Я не знал, зачем он спрашивает меня об этом, быть может, хочет снова посмеяться. Но только что-то необъяснимое, какое-то понимание его собственных чувств, заставило меня откликнуться и честно кивнуть в ответ. Впервые он не стал насмехаться над моей слабостью, а лишь согласно склонил голову, и я увидел в нем ту же неуверенность, какая была во мне. Нить понимания на мгновение протянулась меж нами, но он тут же оборвал ее, преодолел себя, надел на лицо маску решительности, а на голову капюшон и шагнул сквозь завесу. Недолго думая, я отправился следом.
Глава 2 Шепот среди книг
Стена воды холодной тяжестью обрушилась на меня – словно небо опустилось на плечи древнего героя. И в первую минуту, как я пересек этот колдовской барьер, мне ничего не удавалось понять. Мир преобразился до неузнаваемости. Привычное ощущение пространства исчезло вместе со всеми его ориентирами. Я не видел ничего, кроме сплошной мглы и серости, словно небо, земля, право, лево и все стороны света разом перестали существовать, оставив меня одиноким парусником дрейфовать вне времени и жизни. Потом я узрел, что земля здесь все-таки есть, и это позволило мне твердо встать на ноги.
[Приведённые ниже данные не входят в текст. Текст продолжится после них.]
PR #601, opened 2023-07-05
build 1.0

maksigors:


src/main/java/mate/academy/hibernate/relations/Main.java
```diff
@@ -1,32 +1,47 @@
...
+import mate.academy.hibernate.relations.service.impl.MovieServiceImpl;
 import mate.academy.hibernate.relations.util.HibernateUtil;
 import org.hibernate.SessionFactory;
 
 public class Main {
     public static void main(String[] args) {
-        // use this session factory when you will initialize service instances
         SessionFactory sessionFactory = HibernateUtil.getSessionFactory();
 
+        CountryDao countryDao = new CountryDaoImpl(sessionFactory);
```
DV7Art, line 26: i cant understand, why u need this Dao and in other

DV7Art (approved):
Alles gut..easy!

src/main/java/mate/academy/hibernate/relations/Main.java
maxline: @DV7Art I think it is not a problem, we inject dao via constructor instead of using new dao in the service classes. We had similar examples during learning SOLID topic.

maksigors: да, вже бачу, можна зробити бiльш ефективно

maxline (approved):
Well done from the first attempt! I hope you did this task by yourself)

PR #612, opened 2023-07-10
hibernate-relations-hw

VolodymyrDavidov:


src/main/java/mate/academy/hibernate/relations/service/impl/ActorServiceImpl.java
```diff
@@ -1,16 +1,27 @@
...
+import mate.academy.hibernate.relations.dao.impl.ActorDaoImpl;
 import mate.academy.hibernate.relations.model.Actor;
 import mate.academy.hibernate.relations.service.ActorService;
+import org.hibernate.SessionFactory;
 
 public class ActorServiceImpl implements ActorService {
+    private ActorDao actorDao;
+
+    public ActorServiceImpl(SessionFactory sessionFactory) {
+        this.actorDao = new ActorDaoImpl(sessionFactory);
```
olekskov, line 14: It's not a good practice to initialize dependencies with new i constructor.
It's better to do it externally and pass as argument. So when we have framework to inject dependencies our code requires no changes

olekskov (approved):
Good job overall

PR #619, opened 2023-07-23
All done

oleksandrCod:


src/main/java/mate/academy/hibernate/relations/service/impl/MovieServiceImpl.java
```diff
@@ -1,16 +1,24 @@
...
     @Override
     public Movie add(Movie movie) {
-        return null;
+        return movieDao.add(movie);
     }
 
     @Override
     public Movie get(Long id) {
-        return null;
+        return movieDao.get(id).get();
```
olekskov, line 22: Directly calling get() on an Optional can lead to a NoSuchElementException if the Optional is empty. It's better to use orElseThrow() with a suitable exception.

src/main/java/mate/academy/hibernate/relations/service/impl/CountryServiceImpl.java
```diff
@@ -1,16 +1,24 @@
...
     @Override
     public Country add(Country country) {
-        return null;
+        return countryDao.add(country);
     }
 
     @Override
     public Country get(Long id) {
-        return null;
+        return countryDao.get(id).get();
```
olekskov, line 22: You are directly using get() on an Optional without checking if a value is present. This can lead to a NoSuchElementException if the Optional is empty. It's better to use the orElseThrow() method to throw an exception when the value is not present.

src/main/java/mate/academy/hibernate/relations/Main.java
```diff
@@ -1,32 +1,34 @@
...
-        // use this session factory when you will initialize service instances
-        SessionFactory sessionFactory = HibernateUtil.getSessionFactory();
-
+        final SessionFactory sessionFactory = HibernateUtil.getSessionFactory();
         Country usa = new Country("USA");
-        CountryService countryService = null; // TODO: initialize this instance
-        countryService.add(usa);
-
+        CountryService countryService = new CountryServiceImpl(new CountryDaoImpl(sessionFactory));
+        Country add = countryService.add(usa);
```
olekskov, line 24: why we have variable add? it doesn't seem to be used anywhere

src/main/java/mate/academy/hibernate/relations/dao/impl/ActorDaoImpl.java
```diff
@@ -12,11 +15,38 @@ public ActorDaoImpl(SessionFactory sessionFactory) {
...
+        try {
+            session = factory.openSession();
+            transaction = session.beginTransaction();
+            session.save(actor);
+            transaction.commit();
+        } catch (DataProcessingException exception) {
+            if (transaction != null) {
+                transaction.rollback();
+            }
+            throw new RuntimeException("Can't save object to DB. " + actor);
```
olekskov, line 29: DataProcessingException is your custom exception, it cannot be caught during problems with DB. You should throw it:
```suggestion
        } catch (Exception exception) {
            if (transaction != null) {
                transaction.rollback();
            }
            throw new DataProcessingException("Can't save object to DB. " + actor);
```
Please recheck all similar occurences

olekskov (changes requested):

PR #630, opened 2023-08-02
hibernate relations for Movie, Actor and Country entities implemented…

TymurProkhorov:
…, all methods implemented as well.

### DIFF
--- a/src/main/java/mate/academy/hibernate/relations/dao/impl/ActorDaoImpl.java
+++ b/src/main/java/mate/academy/hibernate/relations/dao/impl/ActorDaoImpl.java
@@ -2,8 +2,11 @@ package mate.academy.hibernate.relations.dao.impl;
 
 import java.util.Optional;
 import mate.academy.hibernate.relations.dao.ActorDao;
+import mate.academy.hibernate.relations.exception.DataProcessingException;
 import mate.academy.hibernate.relations.model.Actor;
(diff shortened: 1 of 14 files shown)


Ivan95kos (changes requested):
Good job overall!

src/main/java/mate/academy/hibernate/relations/dao/impl/ActorDaoImpl.java
```diff
@@ -12,11 +15,30 @@ public ActorDaoImpl(SessionFactory sessionFactory) {
...
+        Session session = null;
+        Transaction transaction;
+        try {
+            session = factory.openSession();
+            transaction = session.beginTransaction();
+            session.save(actor);
+            transaction.commit();
+        } catch (Exception e) {
+            throw new DataProcessingException("Can`t save actor: " + actor);
+        } finally {
```
olekskov, line 27: All operations except get/getAll should have transaction rollback to avoid data corruption
```suggestion
        } catch (Exception e) {
            if (transaction != null) {
                transaction.rollback();
            }
            throw new DataProcessingException("Can`t save actor: " + actor);
        } finally {
```
Please recheck all classes for same issue

olekskov (changes requested):

olekskov (approved):
Good job

PR #2015, opened 2022-08-25
Remove older CSV render export in favour of XLSX export

stdstaff:
Autenticated users with the `exporter` role were able to generate two kinds of exports: A CSV export by appending `.csv` to product and businesses index URLs, and an XLSX export using the generated export feature.

The former was no longer linked anywhere in the service and was not being used. This PR removes it in favour of the more complete XLSX export which is linked on those pages.


slorek (approved):

nasirkhanbeis (approved):

PR #2020, opened 2022-08-26
Implement product ownership assignment on edit and link

stdstaff:
https://trello.com/c/sAyPjgIu/1542-editing-a-product-record-database-rules

Implements the following rules around product ownership/creation:

- If the team owns the product record and edits the product, there is no change to the product record ownership
- If a product record has no owner, the team which edits it becomes the product record owner
- If the team does not own the product record (as it is already owned), they can not edit it
- If a product record has no owner, when it is linked to a case, the team which owns the case becomes the owner of the product


app/services/update_product.rb
```diff
@@ -1,13 +1,18 @@
...
 
-  delegate :product, :product_params, to: :context
+  delegate :product, :product_params, :updating_team, to: :context
 
   def call
     context.fail!(error: "No product supplied") unless product.is_a?(Product)
     context.fail!(error: "No product params supplied") unless product_params.is_a?(Hash)
+    context.fail!(error: "No updating team supplied") unless updating_team.is_a?(Team)
+    context.fail!(error: "You can not explicitly set a Product's owning team during update") if product_params.key?("owning_team") || product_params.key?("owning_team_id")
+    context.fail!(error: "The updating team does not own the product") unless product.owning_team.nil? || product.owning_team == updating_team
```
slorek, line 11: 🤔 Suggestion: I understand the intent, but maybe enforcing this rule is beyond the remit of the service. It's a duplication of the policy which should be the thing which determines permissions. Sometimes there is a need to use services for utility tasks outside the bounds of user interactions. I'd be inclined to enforce this only in the controller. At least, we could re-use the `ProductPolicy` implementation. What do you think?

stdstaff: Discussed and agreed that the service will not enforce product ownership, and that updates will be permitted through the service by any team.

slorek (approved):

PR #2046, opened 2022-09-21
Investigation product data migration

KyleMacPherson:
https://trello.com/c/I3imrFNG/1520-data-migration-of-4-pieces-of-case-specific-info-from-product-to-case

## Description
Migrate investigation product data from the products table to the investigation products table and remove references to these removed columns

## Checklist:

### General testing (author)
- [ ] Test without JavaScript
- [ ] Test on small screen

- [ ] Works keyboard only

### DIFF
--- a/app/models/product.rb
+++ b/app/models/product.rb
@@ -12,13 +12,6 @@ class Product < ApplicationRecord
     "unsure" => "unsure"
   }
 
-  enum affected_units_status: {
-    "exact" => "exact",
-    "approx" => "approx",
-    "unknown" => "unknown",
-    "not_relevant" => "not_relevant"
-  }
-
   enum has_markings: {
     "markings_yes" => "markings_yes",
     "markings_no" => "markings_no",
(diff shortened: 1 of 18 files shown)


app/models/product.rb
```diff
@@ -4,19 +4,14 @@ class Product < ApplicationRecord
...
     "genuine" => "genuine",
     "unsure" => "unsure"
   }
 
-  enum affected_units_status: {
-    "exact" => "exact",
-    "approx" => "approx",
-    "unknown" => "unknown",
-    "not_relevant" => "not_relevant"
-  }
```
stdstaff, line 18: We probably need a new model class, `InvestigationProduct` that has these enums, and has the `redacted_export_with` declaration inside, so these fields continue to be exported from their new table.

stdstaff (approved):

lib/tasks/rapex_import.rake
```diff
@@ -55,7 +55,6 @@ module DataImportHelper
       name: "#{brand(notification)}, #{name}, #{field_from_notification(notification, 'type_numberOfModel')}",
       description: field_from_notification(notification, "description"),
       category: field_from_notification(notification, "category"),
-      batch_number: field_from_notification(notification, "batchNumber_barcode"),
```
slorek, line 58: I think we should add this to the `create_investigation_product` method in this task.

slorek (changes requested):
I think we need to handle the fields differently in the `AddProductToCase` service and the products in the seeds file.

nasirkhanbeis (approved):
Had a quick look at the review app, regression tested cases and product creation. looks all good.

slorek (approved):

PR #2051, opened 2022-09-23
Remove redundant Rapex data import

slorek:
https://trello.com/c/cO5mZtMb/1604-remove-redundant-rapex-import-code

This removes the redundant Rapex import task which has never been used in production.

Doing so renders the `Source`, `ReportSource` and `UserSource` models redundant. Instead I have stored the `added_by_user_id` against the relevant models (naming is consistent with that used elsewhere in the application).

Also fixed some very minor bugs in certain services where the notification emails included names with the team names appended where this was not necessary or consistent.


stdstaff (approved):

stdstaff (approved):

nasirkhanbeis (approved):
Sanity tested on the review app looks all good as expected. (verified scenarios where services have changed and all key scenarios)

PR #2052, opened 2022-09-26
Case specific info

KyleMacPherson:
https://trello.com/c/CFxQxHOo/1516-case-landing-page-case-specific-info-cap106

## Description
Show the case specific information on the investigation page.
- empty fields with an explanation text if no products are added.
- products in order from oldest to newest if products are added 

## Checklist:

### General testing (author)
- [ ] Test without JavaScript
- [ ] Test on small screen

- [ ] Works keyboard only

### DIFF
--- a/app/helpers/investigations_helper.rb
+++ b/app/helpers/investigations_helper.rb
@@ -113,6 +113,8 @@ module InvestigationsHelper
   end
 
   def units_affected(investigation_product)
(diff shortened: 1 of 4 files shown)


nasirkhanbeis (approved):
Tested this on the review app from the functionality perspective,  all good as expected.
Please note, edit links are not implemented this pr as it makes sense to implement them in the edit story card, so permissions etc will be tested in the same.

PR #2076, opened 2022-10-07
Link an existing product to a case

stdstaff:
https://trello.com/c/JwiOlXZk/1544-add-a-product-record-to-a-case-cap016

## Description

Introduces a new flow for linking existing products to a case. Users will be prompted to enter a PSD reference number and given the opportunity to review any match before adding the found product to their case.


app/controllers/investigations/products_controller.rb
```diff
@@ -4,21 +4,39 @@ class Investigations::ProductsController < ApplicationController
...
     @breadcrumbs = build_breadcrumb_structure
   end
 
   def new
-    render plain: "TODO: Link an existing product / create a product within a case flow."
+    authorize @investigation, :update?
+    @find_product_form = FindProductForm.new
+  end
+
+  def create
```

Я ожидал, что ярость зачарованной стихии внутри будет самой неистовой, что дьявольский дождь, отзываясь гулом тысячи дикарских барабанов, прибьет меня к земле и не позволит встать. Но он почему-то совершенно не ощущался, был невесомым словно туман. Он поглощал и свет, и звуки, и потому внутри завесы царила пугающая тишина. Ткань моего плаща сильно намокла, и только так я понимал, что дождь идет, он окроплял мне лицо частой мелкой моросью, но в остальном был на удивление незаметен. Лишь здешний воздух искажала его серая рябь, которая словно наполняла собой всю бесконечность космоса, и в ней я с трудом различал очертания своих спутников, которые отдалились от меня всего лишь на несколько шагов.
Когда же зрение мое привыкло, а голова перестала кружиться, я смог увидеть все более подробно. Я увидел необходимые ориентиры, которые так неожиданно потерял в самом начале. Я разглядел небо, затянутое плотными, похожими на кипящую грязь, тучами, я разглядел землю, уже не прорезанную бороздами, а ровную, будто высеченную искусственно, сплошь залитую бегущей водой, слой которой был мне по щиколотку. Спасали только высокие кожаные сапоги.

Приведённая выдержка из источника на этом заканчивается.